Manual cleanup if workflow fails mid-drain

If the workflow fails after deploying the temporary service but before deletion, the temporary service stays running. To clean up:

  1. Verify drain completion via direct query:
    SELECT state, count(*) FROM core.outbox
    WHERE generation = <target_generation>
    GROUP BY state;
    Expect zero rows in pending or in_flight.
  2. If clean, delete the temporary service via Render dashboard or DELETE /v1/services/{service_id} against the Render API.
  3. Note the manual intervention in the ops log.

Generation-stamping invariant

Legacy-drain relies on the ADR-046 D8 invariant: every outbox row carries the generation it was stamped at, and workers filter their claims by their own SPECTRAL_GENERATION env var. A worker running at gen-N never claims a gen-(N-1) row, and vice versa. This makes drain coherent — the temporary worker at gen-(target) is the only worker that can claim and process those rows.

If this invariant is violated (e.g., a worker is misconfigured to claim across generations), legacy-drain produces incorrect behavior. The architecture validator and worker initialization both assert the invariant; mis-configuration should not reach production.

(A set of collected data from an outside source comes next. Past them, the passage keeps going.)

PR #2414, opened 2022-12-12
[Internal] Add retries to Authentication Repository

alteral:
### 🎯 Goal

Fix E2E tests which were failing due to missing retries after a token fetch failure

### 🛠 Implementation

This PR adds retries when a token fetch process fails. It does it under the following circumstances:
- If the fetched token is expired
- If there is an error returned
- All the above is done a up to a maximum of 10 times

In order to do that, it also removes state tracking of token attempts refresh from the APIClient.
Now, whenever the Authentication Repository is fetching a token, it notifies the APIClient so it can temporarily suspend the queue. In the case where requests are already in the queue and are being executed, those will be requeued as soon as an expired token is received, to then be relaunched when the queue is resumed.

To be quicker detecting expired tokens, we also try to refresh tokens when the connection changes to `.disconnecting`, as well as when it does to `.disconnected`, and the server error reflects an expired token. Before we were only doing so when the state was `.disconnected`.

### 🎨 Showcase
LLC excalidraw copy

### ☑️ Contributor Checklist

### DIFF
--- a/Tests/StreamChatTests/Repositories/AuthenticationRepository_Tests.swift
+++ b/Tests/StreamChatTests/Repositories/AuthenticationRepository_Tests.swift
@@ -27,6 +27,7 @@ final class AuthenticationRepository_Tests: XCTestCase {
             tokenExpirationRetryStrategy: retryStrategy,
             timerType: DefaultTimer.self
         )
+        retryStrategy.mock_nextRetryDelay.returns(0.01)
     }
 
     func test_concurrentAccess() {
@@ -167,7 +168,11 @@ final class AuthenticationRepository_Tests: XCTestCase {
 
         // Token Provider Failure
         let testError = TestError()
-        let provider: TokenProvider = { $0(.failure(testError)) }
+        var tokenCalls = 0
+        let provider: TokenProvider = {
+            tokenCalls += 1
+            $0(.failure(testError))
+        }
 
         let completionExpectation = expectation(description: "Connect completion")
         var receivedError: Error?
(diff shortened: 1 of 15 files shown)


alteral:
JWT tests just fly! @polqf, you rock!
Also quickly tested the authentication in the DemoApp, LGTM ✅

Tests/StreamChatTests/Repositories/AuthenticationRepository_Tests.swift
```diff
@@ -526,11 +570,8 @@ final class AuthenticationRepository_Tests: XCTestCase {
             completionExpectation.fulfill()
         })
 
-        let requestCompletion = try XCTUnwrap(apiClient.request_completion as? ((Result<GuestUserTokenPayload, Error>) -> Void))
-        requestCompletion(.failure(apiError))
-
         XCTAssertNotNil(repository.tokenProvider)
-        waitForExpectations(timeout: 0.1)
+        waitForExpectations(timeout: 10000)
```
martinmitrevski, line 574: why 10000? 😁

Tests/StreamChatTests/Repositories/AuthenticationRepository_Tests.swift
```diff
@@ -549,6 +590,9 @@ final class AuthenticationRepository_Tests: XCTestCase {
         let testError = TestError()
         connectionRepository.connectResult = .failure(testError)
 
+        // API Result
+        apiClient.test_mockResponseResult(Result<GuestUserTokenPayload, Error>.success(GuestUserTokenPayload(user: CurrentUserPayload.dummy(userId: "", role: .user), token: apiToken)))
```
martinmitrevski, line 594: We should format this one for better readability. Wonder why this was not done on the pre-commit hook?

Tests/StreamChatTests/Repositories/AuthenticationRepository_Tests.swift
```diff
@@ -580,6 +621,9 @@ final class AuthenticationRepository_Tests: XCTestCase {
         // Simulate Success on Connection Repository
         connectionRepository.connectResult = .success(())
 
+        // API Result
+        apiClient.test_mockResponseResult(Result<GuestUserTokenPayload, Error>.success(GuestUserTokenPayload(user: CurrentUserPayload.dummy(userId: "", role: .user), token: apiToken)))
```
martinmitrevski, line 625: Same here (formatting)

martinmitrevski (approved):
LGTM ✅ just few short things.

Tests/StreamChatTests/Repositories/AuthenticationRepository_Tests.swift
polqf: 😂 leftover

Cron-managed retention vs operator-triggered drain

core.deployments retention is indefinite (per ADR-049 D7) — generations remain queryable for legacy-drain runs that occur weeks or months after the deploy. There is no automatic cleanup of core.deployments rows. If a row is needed for drain reference, it will be there.

Outbox rows themselves are subject to retention per ADR-044 D13 (unchanged retention values). Routine retention sweep runs the daily retention-run cron and removes rows past their TOMBSTONED window. Legacy-drain produces no rows past retention because it processes existing rows; if a drain target is older than the outbox retention window, those rows have already been swept and there is nothing to drain.

  • ADR-053 — D13 legacy-drain workflow contract.
  • ADR-046 — D8 generation-stamping + drain parameters (HANDLER_MAX, SPECTRAL_DRAIN_COOLING_SECONDS, reaper interval, claim TTL).
  • ADR-044 — outbox + retention values.
  • ADR-049 — D7 core.deployments retention indefinite.
  • deployment.md — production cutover sequence.
  • rollback.md — rollback decision tree (Classes 2 & 3 invoke legacy-drain).